You don't even need to go very far. Just encrypt something with gpg or your favorite tool and send the message through usual channels. If that won't work, devise your own word -> bit pattern lookup scheme and send strings of nonsense/chatspeek words that contain your message.

I can see a reasonably strong auditing argument for rejecting encrypted messages: a company might well want to be able to read everything that goes in and out, if only so that it can stand up in court and help demonstrate that nobody sent any emails about the Adobe takeover during the six-hour period before the offer became public in which Adobe shares rose by 25%

Yes, the prosecution will then ask for the protocols against non-official mobile phone usage and provide three witnesses that traders were routinely using their personal phones on the trading floor, but if you can't say that the emails are all logged then you've lost even earlier

If you're in a country so screwed that the local intelligence agencies are officially involved in private industrial espionage (that is, that providing evidence of the involvement causes the relevant authorities to take no action), you're already doomed. I don't think it makes sense to go to any lengths at all to keep commercial emails within the US out of the hands of the NSA.

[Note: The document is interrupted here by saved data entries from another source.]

PR #376, opened 2025-02-28
RSDK-6158 - initial connection options

stuqdog:


src/viam/sdk/rpc/dial.cpp
```diff
@@ -60,10 +60,18 @@ void DialOptions::set_entity(boost::optional<std::string> entity) {
...
+void DialOptions::set_initial_connection_attempts(int attempts) {
+    initial_connection_attempts_ = attempts;
+}
+
 void DialOptions::set_timeout(std::chrono::duration<float> timeout) {
     timeout_ = std::move(timeout);
 }
 
+void DialOptions::set_initial_connection_attempt_timeout(std::chrono::duration<float> timeout) {
+    initial_connection_attempt_timeout_ = std::move(timeout);
```
lia-viam, line 72: minor but you can remove the `std::move` here, a `chrono::duration<T>` is a `T` under the hood, no need to `std::move` a `float`.

I am seeing that this was also how it was done in `set_timeout` above, so maybe that can be a drive-by

src/viam/sdk/rpc/dial.hpp
```diff
@@ -49,11 +56,15 @@ class DialOptions {
     const boost::optional<std::string>& entity() const;
     bool allows_insecure_downgrade() const;
     const std::chrono::duration<float>& timeout() const;
+    int initial_connection_attempts() const;
+    const std::chrono::duration<float>& initial_connection_attempt_timeout() const;
```
lia-viam, line 60: Let's return this by value instead of ref to `const`; see other comment

src/viam/sdk/rpc/dial.cpp
```diff
@@ -84,6 +100,34 @@ bool DialOptions::allows_insecure_downgrade() const {
...
+        attempts_remaining = -1;
+    }
+    opts.set_timeout(opts.initial_connection_attempt_timeout());
+
+    while (attempts_remaining > 0) {
+        try {
+            auto connection = dial(uri, opts);
+            opts.set_timeout(timeout);
+            return connection;
+        } catch (...) {
```
lia-viam, line 123: Let's just catch `const std::exception&` here, a `catch (...)` is generally inadvisable except at application boundaries.

src/viam/sdk/rpc/dial.cpp
```diff
@@ -84,6 +100,34 @@ bool DialOptions::allows_insecure_downgrade() const {
     return allow_insecure_downgrade_;
 }
 
+std::shared_ptr<ViamChannel> ViamChannel::dial(const char* uri,
+                                               const boost::optional<DialOptions>& options,
+                                               bool initial_attempt) {
+    if (!initial_attempt) {
+        return dial(std::move(uri), options);
```
lia-viam, line 107:
```suggestion
        return dial(uri, options);
```

lia-viam (changes requested):

src/viam/sdk/rpc/dial.hpp
```diff
@@ -49,11 +56,15 @@ class DialOptions {
...
 
     void set_entity(boost::optional<std::string> entity);
     void set_credentials(boost::optional<Credentials> creds);
     void set_allow_insecure_downgrade(bool allow);
     void set_timeout(std::chrono::duration<float> timeout);
+    void set_initial_connection_attempts(int attempts);
```
acmorrow, line 66: A small proposal: these and the other `set_x` methods should return `DialOptions&` so you can chain them:

```
DialOptions options{};
options.set_entity(...).set_timeout(...)....;
```

src/viam/sdk/rpc/dial.hpp
```diff
@@ -16,9 +16,16 @@ class ViamChannel {
    public:
     void close();
     ViamChannel(std::shared_ptr<GrpcChannel> channel, const char* path, void* runtime);
+
     static std::shared_ptr<ViamChannel> dial(const char* uri,
                                              const boost::optional<DialOptions>& options);
 
+    // allows for specifying that this dial is an initial connection attempt, indicating that
+    // initial connection options should be used.
+    static std::shared_ptr<ViamChannel> dial(const char* uri,
```
acmorrow, line 25: I have something of a personal dislike for `bool` parameters like this, and it makes me wonder why this `initial` aspect isn't either just a setting on the `DialOptions`, or a differently named method.

My distaste arrises because at the call site, you end up like this:

```
ViamChannel::dial(my_uri, my_options, false);
```

What does `false` mean?

Whereas either of these makes the intention clear at the call site without needing to chase down the declaration / documentation for `dial`:

```
ViamChannel::dial(my_uri, my_options.as_initial());
```

or

```
ViamChannel::dial_initial(my_uri, my_options)
```

src/viam/sdk/rpc/dial.cpp
acmorrow: I wonder if `clang-tidy` will think of it as a missed move? Personally, I always `move` things like these, since otherwise it feels like I'm making assumptions about implementation.

acmorrow (commented):
Just taking a look, random thoughts, feel free to do with them as you see fit.

src/viam/sdk/rpc/dial.cpp
lia-viam: I guess that's fair in general but in this case also worth noting that `duration` does not have move constructors

stuqdog: I generally err on the side of `move` unless `clang` explicitly tells me not to do so just because it's simpler and makes me less likely to miss a `move` that _is_ relevant but I don't feel particularly strongly. I'm happy to go with whatever makes sense to y'all!

stuqdog: Ended up going with @lia-viam's suggestion just because it was the one that came in first. But again, I'm not picky and my slight inclination if anything is to keep `move`ing things even if it's unnecessary. So if you two land on the other approach I'm happy to change it back.

lia-viam (approved):

src/viam/sdk/rpc/dial.hpp
```diff
@@ -16,9 +16,15 @@ class ViamChannel {
    public:
     void close();
     ViamChannel(std::shared_ptr<GrpcChannel> channel, const char* path, void* runtime);
+
     static std::shared_ptr<ViamChannel> dial(const char* uri,
                                              const boost::optional<DialOptions>& options);
 
+    // Specifies that this dial is an initial connection attempt and that initial connection options
+    // should be used.
+    static std::shared_ptr<ViamChannel> dial_initial(const char* uri,
```
acmorrow, line 25: I'm a little curious how one is to use `dial` and `dial_initial` now. If I'm writing a loop to connect, does it look like this:

```
bool first = false;
while true {
    if (first) {
        first = false;
        if (auto chan = dial_initial(...); chan)
            return chan;
    } else {
        if (auto chan = dial(...); chan)
            return chan;
    }
}
```

It feels a little awkward for the user.

src/viam/sdk/rpc/dial.cpp
```diff
@@ -72,18 +91,51 @@ const boost::optional<Credentials>& DialOptions::credentials() const {
...
+        try {
+            auto connection = dial(uri, opts);
+            opts.set_timeout(timeout);
+            return connection;
+        } catch (const std::exception&) {
+            attempts_remaining -= 1;
+        }
+    }
+
+    throw Exception(ErrorCondition::k_connection, "Unable to establish connection");
```
acmorrow, line 136: Should this maybe instead throw whatever the last exception was, so that the information about the cause of the failure isn't lost?

src/viam/sdk/rpc/dial.hpp
```diff
@@ -16,9 +16,15 @@ class ViamChannel {
    public:
     void close();
     ViamChannel(std::shared_ptr<GrpcChannel> channel, const char* path, void* runtime);
+
     static std::shared_ptr<ViamChannel> dial(const char* uri,
                                              const boost::optional<DialOptions>& options);
 
+    // Specifies that this dial is an initial connection attempt and that initial connection options
```
acmorrow, line 23: This seems as good a time as any to doc comment this function, as well as `dial` above.

acmorrow (changes requested):

src/viam/sdk/rpc/dial.hpp
stuqdog: I think in most cases users shouldn't use `dial_initial` at all. The preferred entrypoint for creating a robot client is `RobotClient::at_address(...)` which calls `dial` itself, so the user doesn't have to know about either.

If a user _does_ need to create a channel themselves for whatever reason, then they would just call `dial_initial(...)` if they want to specify an initial timeout at that time (say they're trying to dial to a robot as it's starting up so they want to retry), or `dial(...)` otherwise. The `while true` loop above is redundant; `dial_initial(...)` is a wrapper around calls to `dial` already.

src/viam/sdk/rpc/dial.hpp
stuqdog: Done; added a clause as well clarifying that use of `dial` is discouraged and that `RobotClient::at_address(...)` is preferred.

src/viam/sdk/rpc/dial.hpp
stuqdog: Just for explicitness: if you want something akin to this loop where you try to connect forever until it succeeds, you would do the following:

```
DialOptions opts;
opts.set_initial_connection_attempts(0); // 0 is a sentinel value that says "try forever"
return ViamChannel::dial_initial(uri, opts);
```

acmorrow: Got it, thanks for clarifying.

src/viam/sdk/rpc/dial.cpp
```diff
@@ -72,18 +91,53 @@ const boost::optional<Credentials>& DialOptions::credentials() const {
...
+
+    std::exception exception;
+    while (attempts_remaining > 0) {
+        try {
+            auto connection = dial(uri, opts);
+            opts.set_timeout(timeout);
+            return connection;
+        } catch (const std::exception& e) {
+            attempts_remaining -= 1;
+            exception = e;
```
acmorrow, line 134: This is going to slice the exception, I think (i.e. only the `std::exception` part will be copied, but any subtype will be lost). I think you can just look at `attempts_remaining` inside the `catch` and `throw` if there are non left.

acmorrow (approved):
LGTM

PR #378, opened 2025-03-07
RSDK-9901 - run tests in update proto workflow

stuqdog:
Sets a new token for checkout step to cause tests to run during proto update workflow.

Unlike https://github.com/viamrobotics/viam-python-sdk/pull/864, we use `GIT_ACCESS_TOKEN` instead of `REPO_READ_TOKEN`. `REPO_READ_TOKEN` does not exist in this repo's secrets, and per @abe-winter the `GIT_ACCESS_TOKEN` _may_ work as well. If it does not, we can revisit.

### DIFF
--- a/.github/workflows/update_protos.yml
+++ b/.github/workflows/update_protos.yml
@@ -14,6 +14,8 @@ jobs:
       image: ghcr.io/viamrobotics/canon:amd64
     steps:
       - uses: actions/checkout@v4
+        with:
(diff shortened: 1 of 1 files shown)


lia-viam:
This seems straightforward and I'm provisionally ready to approve, I guess we won't know for sure if it worked until it's merged and a new proto update comes in though?

njooma (approved):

If GCHQ made a habit of reading corporate emails and reselling them to competitors, it would probably bring down the government; I can just about see them intervening in something like the Westland helicopters case (which did bring down Michael Heseltine), but that's military procurement which is always special and tends to have its own particularly tedious information-exchange rules.

[QUOTE=CRGreathouse;231563]... devise your own word -> bit pattern lookup scheme and send strings of nonsense/chatspeek words that contain your message.[/QUOTE]This is not a simple one paragraph message, these are large documents with scanned drawings and whatnot.[QUOTE=fivemack;231610]If you're in a country so screwed that the local intelligence agencies are officially involved in private industrial espionage (that is, that providing evidence of the involvement causes the relevant authorities to take no action), you're already doomed. I don't think it makes sense to go to any lengths at all to keep commercial emails within the US out of the hands of the NSA.[/QUOTE]Remember there are two ends to each communication. In my source country I have no issues, and can send and receive anything without any difficulty. But for some of my contacts on other countries things operate somewhat differently.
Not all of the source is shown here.